N° RG 19/04143 - N° Portalis DBVL-V-B7D-P32M

Mme [A] [E]

C/

Association UDAF DES COTES D'ARMOR

Copie exécutoire délivrée

le :

à :

RÉPUBLIQUE FRANÇAISE

AU NOM DU PEUPLE FRANÇAIS

COUR D'APPEL DE RENNES

ARRÊT DU 24 NOVEMBRE 2022

COMPOSITION DE LA COUR LORS DES DÉBATS ET DU DÉLIBÉRÉ :

Président : Monsieur Hervé BALLEREAU, Président de chambre,

Assesseur : Madame Liliane LE MERLUS, Conseillère,

Assesseur : Madame Isabelle CHARPENTIER, Conseillère,

GREFFIER :

Madame Françoise DELAUNAY, lors des débats et lors du prononcé

DÉBATS :

A l'audience publique du 10 Octobre 2022

ARRÊT :

Contradictoire, prononcé publiquement le 24 Novembre 2022 par mise à disposition au greffe comme indiqué à l'issue des débats

****

APPELANTE :

Madame [A] [E]

née le 30 Novembre 1968 à [Localité 5]

[Adresse 3]

[Localité 2]

Représentée par Monsieur [S], délégué syndical

INTIMÉE :

Association UDAF DES COTES D'ARMOR

[Adresse 4]

[Adresse 4]

[Localité 1]

Représentée par Me Youna KERMORGANT-ALMANGE de la SELAS BARTHELEMY AVOCATS, Plaidant, avocat au barreau de RENNES

Représentée par Me Jean-David CHAUDET de la SCP JEAN-DAVID CHAUDET,Postulant, avocat au barreau de RENNES

EXPOSÉ DU LITIGE

Mme [A] [E] a été recrutée le 19 mai 2015 par l'association UDAF des Côtes d'Armor en qualité de mandataire judiciaire à la protection des majeurs dans le cadre d'une relation de travail à durée déterminée à temps partiel ( 60 %).
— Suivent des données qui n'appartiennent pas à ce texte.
PR #2959, opened 2026-06-16
feat(blend): use key nullifiers as message IDs and implement winning slot streams

ntn-x2:

Circuts [0.4.2](https://github.com/logos-blockchain/logos-blockchain-circuits/releases/tag/v0.4.2) introduced a change that bound the key nullifier of a PoQ to a specific slot + message index combination. This means that our old approach of using a single winning slot to generate all proofs does not work anymore. 

Until now, we were using public keys as message identifiers, and since we were generating a fresh key per layer, we did not have any issues with duplicates. Nevertheless, the PoQ is bound to a key nullifier, not to the public key used in a message, hence using public keys for duplicates does not enforce the constraints that PoQ imposes. For that, we need to switch to key nullifiers, but doing that without updating the way we generate proofs would result in all proofs having the same key nullifier, which each node's de-duplication logic would filter out.

Hence, this PR introduces the following changes:

* Change the message ID from being its public key (as was defined in an old version of the spec) to the key nullifier: this allows us to enforce the requirements that PoQ states in terms of the maximum total number of messages that a node can emit as the sum of core quota (already previously enforced) and leadership quota (was not enforced before, it's enforced now)
* Because we need to know ALL winning slots now, and because epochs can have a very large number of winning slots, the notification mechanism for winning slots has been updated: we don't iterate over all slots synchronously in the leader service's loop, but we offload the computation to when subscribers (such as Blend) subscribe to the stream: at that point we find all the winning slots and use a bounded channel to handle backpressure
* Since the new circuits compute the key nullifier from the used slot, before this PR each node would generate leadership proofs using the same slot, which would result in the same key nullifier, which would result in the same PoSel, which would result in the same peer being chosen for all block proposals being blended. This is bad especially if the chosen peer is unreachable and if no redundancy is set, because that means that all blocks proposed by the node will never be delivered, increasing the chances of deep forks. Using a fresh slot every time, we ensure a new key nullifier is computed, which makes the selection of the receiver node random again, making the system more resilient to faulty Blend core nodes
* Because we now have a stream of winning slots instead, the signature on the leadership proof generators and types that depend on those has been changed to take the stream instead and react to the stream elements to generate new leadership proofs

I tried to keep it as concise as possible, limiting the diff. I suggest to review the changes with a bottom-up approach:

* `blend-message`
* `blend-scheduling`
* `blend-network`
* `chain-leader-service`
* `blend-service`
* `node-binary`

@ntn-x2 

Yes.

No, it brings the implementation up to date with the spec.


services/chain/chain-leader/src/lib.rs
```diff
@@ -39,26 +39,43 @@ use lb_tx_service::{
...
+    Pin<Box<dyn Stream<Item = WinningPolEpochSlots> + Send + Sync + Unpin>>;
 
+pub struct WinningPolEpochSlots {
+    pub epoch: Epoch,
+    pub slots: WinningPolSlotStream,
+}
+
+/// A lazy stream of one epoch's winning-slot leadership private inputs (one
+/// item per winning slot), as handed to a Blend subscriber.
+pub type WinningPolSlotStream = Pin<Box<dyn Stream<Item = LeaderPrivate> + Send + Sync + Unpin>>;
```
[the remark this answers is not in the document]
ntn-x2: `Sync` bound required by proof generators, ignoring the suggestion.

services/chain/chain-leader/src/lib.rs
```diff
@@ -39,26 +39,43 @@ use lb_tx_service::{
...
     mempool::{MempoolAdapter as _, adapter::MempoolAdapter},
     relays::CryptarchiaConsensusRelays,
     wallet::{LeaderWalletError, fund_and_sign_leader_claim_tx},
 };
 
-pub(crate) type WinningPolInfo = (LeaderPrivate, LeaderPublic, Epoch);
+/// The per-subscriber stream of per-epoch winning slots. Each item
+/// carries a single epoch and that epoch's stream of winning slots.
+pub type WinningPolEpochSlotsStream =
+    Pin<Box<dyn Stream<Item = WinningPolEpochSlots> + Send + Sync + Unpin>>;
```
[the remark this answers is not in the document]
ntn-x2: `Sync` bound required by proof generators, ignoring the suggestion.

blend/scheduling/src/message_blend/provers/mod.rs
```diff
@@ -11,6 +15,15 @@ pub mod leader;
...
 mod test_utils;
 
+/// A stream of winning-slot leadership inputs, one item per winning slot.
+///
+/// The leadership proof generator pulls a fresh winning slot from this stream
+/// for each new data message (advancing the slot every `message_quota` proofs),
+/// so each message gets a distinct key nullifier. Backpressure on the
+/// underlying channel keeps the producer from materializing the whole epoch.
+pub type WinningPolInfoStream =
+    Pin<Box<dyn Stream<Item = ProofOfLeadershipQuotaInputs> + Send + Sync>>;
```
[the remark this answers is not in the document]
ntn-x2: `Sync` bound required by proof generators, ignoring the suggestion.

services/chain/chain-leader/src/leadership.rs
```diff
@@ -177,186 +183,240 @@ pub enum PrivateInputsError {
...
+    kms: &(impl KmsAdapter<RuntimeServiceId, KeyId = KeyId> + Sync),
+    start_slot: Slot,
+    slot_tx: &mpsc::Sender<LeaderPrivate>,
+) {
+    let slots_per_epoch = ledger_config.epoch_length();
+    let epoch_first_slot: u64 = ledger_config
+        .epoch_config
+        .starting_slot(&epoch_state.epoch, ledger_config.base_period_length())
+        .into();
+    let epoch_last_slot = epoch_first_slot.saturating_add(slots_per_epoch);
```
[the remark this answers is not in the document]
ntn-x2: https://github.com/logos-blockchain/logos-blockchain/pull/2959/commits/36901d9fa871cfe6d818fe222c13325396819608

services/chain/chain-leader/src/lib.rs
```diff
@@ -691,25 +694,44 @@ where
...
+                let (epoch_handoff_sender, epoch_handoff_receiver) =
+                    mpsc::channel(WINNING_POL_EPOCH_HANDOFF_BUFFER_SIZE);
+                tokio::spawn(search_for_winning_slots(
+                    cryptarchia.clone(),
+                    wallet.clone(),
+                    kms.clone(),
+                    time_relay.clone(),
+                    ledger_config.clone(),
+                    epoch_handoff_sender,
+                ));
```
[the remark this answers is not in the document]
ntn-x2: https://github.com/logos-blockchain/logos-blockchain/pull/2959/commits/36901d9fa871cfe6d818fe222c13325396819608

services/chain/chain-leader/src/leadership.rs
```diff
@@ -177,186 +183,242 @@ pub enum PrivateInputsError {
...
+            slot,
+            &winning_slots_sender,
+        );
+        let next_epoch = next_epoch_tick(&mut slot_timer, epoch);
+        tokio::pin!(epoch_winning_slot_compute_task, next_epoch);
+        // We poll both next epoch and the scan task, so that we can stop the scan task
+        // if a new epoch starts without stopping the main loop.
+        current_slot_tick = tokio::select! {
+            () = &mut epoch_winning_slot_compute_task => (&mut next_epoch).await,
+            tick = &mut next_epoch => tick,
```
youngjoon-lee, line 299: Should we stop the scan task if a new epoch starts before the task is done, because the blend expects to receive winning slots of the **new** epoch with giving up listening for the previous epoch winning slots?

services/chain/chain-leader/src/leadership.rs
```diff
@@ -177,186 +183,242 @@ pub enum PrivateInputsError {
...
-        kms: &(impl KmsAdapter<RuntimeServiceId, KeyId = KeyId> + Sync),
-    ) {
-        if let Some((last_processed_epoch, _)) =
-            self.last_processed_epoch_and_found_first_winning_slot
+    // Process one epoch at a time, starting from whichever slot is current when
+    // we subscribe. Each iteration handles a single epoch; the `tokio::select!`
+    // at the end yields the first tick of the next epoch to process, or `None`
+    // when the tick stream ends (which ends the loop).
+    let mut current_slot_tick = slot_timer.next().await;
+    while let Some(SlotTick { slot, epoch }) = current_slot_tick {
```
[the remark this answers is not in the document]
ntn-x2: If the current slot is already ongoing, most of the computation to check whether it's winning and proposing a block has already happened, so checking that at this point is already too late. Waiting for the new slot is more correct as we run ahead of it in the spawned task and are able to perform computation based on whether it's a winning one or not.

services/chain/chain-leader/src/leadership.rs
```diff
@@ -177,186 +183,242 @@ pub enum PrivateInputsError {
...
+    slot_tx: &mpsc::Sender<LeaderPrivate>,
+) {
+    let slots_per_epoch = ledger_config.epoch_length();
+    let epoch_first_slot: u64 = ledger_config
+        .epoch_config
+        .starting_slot(&epoch_state.epoch, ledger_config.base_period_length())
+        .into();
+    let epoch_last_slot = epoch_first_slot
+        .checked_add(slots_per_epoch)
+        .expect("Epoch slot calculation overflow.");
```
youngjoon-lee: Don't we need `-1` to compute `epoch_last_slot`? I understand that the current code works because we use the range `scan_starting_slot..epoch_last_slot` below (not `scan_starting_slot..=epoch_last_slot`). But, I think it's more readable if we do `-1` and `..=`.

services/chain/chain-leader/src/leadership.rs
```diff
@@ -177,186 +183,242 @@ pub enum PrivateInputsError {
...
+    // Skip slots earlier than the start slot: a mid-epoch subscriber does not
+    // waste work on slots it has already passed.
+    let scan_starting_slot = u64::from(start_slot).max(epoch_first_slot);
+
+    for slot in scan_starting_slot..epoch_last_slot {
+        for UtxoWithKeyId { utxo, key_id } in eligible_utxos {
```
youngjoon-lee, line 386: If we have two UTXOs winning at this slot, this function will emit two `LeaderPrivate`s with the same slot number. I think it's not a big issue because distinct secrets keep nullifiers distinct. But, it would be clearer if we emit only one output for each slot, as we documented in many places. 
I think we had this issue(?) from the very beginning.

services/chain/chain-leader/src/leadership.rs
```diff
@@ -177,186 +183,242 @@ pub enum PrivateInputsError {
...
+            let public_inputs = public_inputs_for_slot(epoch_state, slot.into(), latest_tree);
```
youngjoon-lee: We can move this line to before `for UtxoWithKeyId ... in eligible_utxos`

blend/scheduling/src/message_blend/provers/leader/mod.rs
youngjoon-lee: Please correct me if I'm wrong. It seems that this `self.proofs_stream` is not finite because it is built from a per-epoch stream which scans only the limited number of slots within the epoch.
If so, is it safe to `expect` here?

services/blend/src/core/mod.rs
```diff
@@ -839,12 +839,17 @@ where
...
             Some(pol_secret_info) = secret_pol_info_stream.next() => {
                 if current_epoch_info.epoch == pol_secret_info.epoch {
-                    crypto_processor.set_epoch_private(pol_secret_info.poq_private_inputs.clone(), pol_secret_info.epoch);
+                    // Apply now: move the winning-slot stream into the current processor.
+                    crypto_processor.set_epoch_private(pol_secret_info.winning_pol_info_stream, pol_secret_info.epoch);
+                    latest_secret_pol_info = None;
+                } else {
+                    // Belongs to an upcoming epoch: keep it to seed that epoch's
+                    // processor when the rotation happens.
+                    latest_secret_pol_info = Some(pol_secret_info);
```
youngjoon-lee, line 848: If `secret_pol_info_stream` yields new `pol_secret_info`s quickly, the `latest_secret_pol_info` will keep only the last one yielded. But, is it fine because the blend service is interested in only the last (current) epoch?

youngjoon-lee (commented):
Thank you. I left some questions and suggestions but I'm not sure if I caught up all changes 100% correctly. Please let me know if I'm wrong.

services/chain/chain-leader/src/leadership.rs
ntn-x2: I am not sure if I fully understand the question. But if a new epoch starts, we want to drop the previous epoch scan and move over to the new epoch, yes. Blend will receive a new stream item with the new epoch and the new slot winning stream, that it can start polling.

services/chain/chain-leader/src/leadership.rs
ntn-x2: Why would that be an issue tho? In this case, all Blend (and other consumers) cares, is to get a list of winning slots. If more than a slot is winning, that's not an issue, is it? It will be able to generate more leadership proofs than it actually needs. But if you think it's clearer to think about, I can stop the loop when one winning UTXO is found.

services/blend/src/core/mod.rs
ntn-x2: Yes, correct. If the stream yields a new epoch, it means the previous one is to be discarded indeed, and the latest will be used to be matched against the incoming epoch public info as well.

services/chain/chain-leader/src/lib.rs
```diff
@@ -691,25 +694,44 @@ where
...
-                    });
-            }
             LeaderMsg::Claim { sender } => {
                 Self::handle_claim_message(cryptarchia, wallet, config, mempool, sender).await;
             }
+            LeaderMsg::PotentialWinningPolEpochSlotStreamSubscribe { sender } => {
+                // Spawn a dedicated, off-main-loop task that scans winning slots
+                // for this subscriber and streams them in, with the bounded
+                // channel providing backpressure.
+                let (epoch_handoff_sender, epoch_handoff_receiver) =
```
danielSanchezQ, line 719: Why a task? Cant we have a stream to poll?

danielSanchezQ (approved):

blend/scheduling/src/message_blend/provers/leader/mod.rs
ntn-x2: Yeah this is a good point. In the previous version we were using a single slot so all proofs would always be generated. This is now different. I changed that in https://github.com/logos-blockchain/logos-blockchain/pull/2959/commits/2504cd63da9811c693d4f9e80d0854e93b557ab2.

services/chain/chain-leader/src/lib.rs
ntn-x2: There's two separate components here: a per-epoch tick and a per-winning-slot tick. I am checking whether we can get rid of the task here in favor of a stream, so that the consumer would be responsible to poll it under its own schedule. Let's see if I get something not too ugly. Good point tho.

services/chain/chain-leader/src/leadership.rs
ntn-x2: https://github.com/logos-blockchain/logos-blockchain/pull/2959/commits/e6551af899986faac6921caaf5a6db19dfb180ac

services/chain/chain-leader/src/leadership.rs
ntn-x2: https://github.com/logos-blockchain/logos-blockchain/pull/2959/commits/4ffdd4755bc8142a7f4fc5e229e19690922f1fc9

services/chain/chain-leader/src/lib.rs
danielSanchezQ: @ntn-x2 We can open an issue and do it later too.

services/chain/chain-leader/src/leadership.rs
youngjoon-lee: > It will be able to generate more leadership proofs than it actually needs.

Yeah, I don't think it's actually an issue. While reading doc comments in many places, I set a mental model that the stream yields items "per slot". But here, two items can have the same slot number. That was confusing to me, but it's okay if that's not an issue.

youngjoon-lee (approved):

La relation de travail s'est poursuivie le 1er octobre 2015, sans régularisation d'un écrit, à durée indéterminée à temps partiel ( 90%) et était régie par la convention collective des établissements et services pour personnes inadaptées et handicapées en date du 15 mars 1966.

Elle percevait en dernier lieu une rémunération de 1 750.35 euros brut par mois.

Le 2 juin 2017, l'association UDAF a adressé un courrier recommandé à Mme [E] pour lui faire grief, à titre de simple observation, de ne pas avoir répondu à un soit-transmis adressé le 1er mars 2017, resté sans réponse, par le juge des tutelles de Saint Brieuc sur la situation de Mme [X], majeure protégée, décédée le 18 août 2015.

Mme [E] répondait le 26 juin 2017 à son employeur qu'elle n'avait pas exercé le suivi de cette mesure et que le secteur dont Mme [X] dépendait, ne lui avait été attribué que le 1er octobre 2015.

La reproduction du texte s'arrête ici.